Dataset entries ▸
[Start of Attachment]
PR #297, opened 2023-08-07
!sbt Use multiJvmPlugin from pekko.

He-Pin:
Just copy code from pekko, better to submit this upstream, will do later.

### DIFF
--- a/build.sbt
+++ b/build.sbt
@@ -11,7 +11,7 @@ import ValidatePullRequest._
 import net.bzzt.reproduciblebuilds.ReproducibleBuildsPlugin.reproducibleBuildsCheckResolver
 import PekkoDependency._
 import Dependencies.{ h2specExe, h2specName }
-import com.typesafe.sbt.SbtMultiJvm.MultiJvmKeys.MultiJvm
+import MultiJvmPlugin.MultiJvmKeys.MultiJvm
 import java.nio.file.Files
 import java.nio.file.attribute.{ PosixFileAttributeView, PosixFilePermission }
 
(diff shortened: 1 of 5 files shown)


pjfanning (approved):
approved as temporary solution - if it doesn't help, we should probably revert this - if it does work, we should be looking at creating a shared sbt plugin with this change

jrudolph:
What problem does it solve?

He-Pin:
> What problem does it solve?
> 

It start the Player only after The Controller can be connected.

mdedetrich:
> approved as temporary solution - if it doesn't help, we should probably revert this - if it does work, we should be looking at creating a shared sbt plugin with this change

@pjfanning This is probably a good candidate to include in the `incubator-pekko-sbt-build` I was talking about

He-Pin:
That's true, the sbt one seems unmaintained at least for now.

He-Pin:
@mdedetrich 
 1. We need wait the `Controller` transited to connectable before start the `Player`.
 2. Need submit a PR to `sbt-multi-jvm` and waiting a new snapshot, which may take sometimes and is not a *quick fix*.
 3. I did not diff the code with sbt-multi-jvm line by line, but there must be some reason for Akka was keep it separately

mdedetrich:
@He-Pin Lets discuss in https://github.com/apache/incubator-pekko/issues/548

jrudolph:
Where did the problem occur and how was it fixed? Which kubernetes cluster
are we connecting against here?

Matthew de Detrich ***@***.***> schrieb am Di., 8. Aug. 2023,
09:12:

He-Pin:
@jrudolph After migrate the `netty3` to `netty4`, the `Contoller` part which started at `index==0` seems not bind faster enough. The thread model has been changed in netty 4, or the max attept in the `Player` can be changed to a larger value, does that's what you expected?

He-Pin:
Let's me submit a fix and then this code will not be needed.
[End of Attachment]
Exercise objective ▸ Show all lines above holding the word "with".

Solution to the problem ▸
approved as temporary solution - if it doesn't help, we should probably revert this - if it does work, we should be looking at creating a shared sbt plugin with this change
> approved as temporary solution - if it doesn't help, we should probably revert this - if it does work, we should be looking at creating a shared sbt plugin with this change
 3. I did not diff the code with sbt-multi-jvm line by line, but there must be some reason for Akka was keep it separately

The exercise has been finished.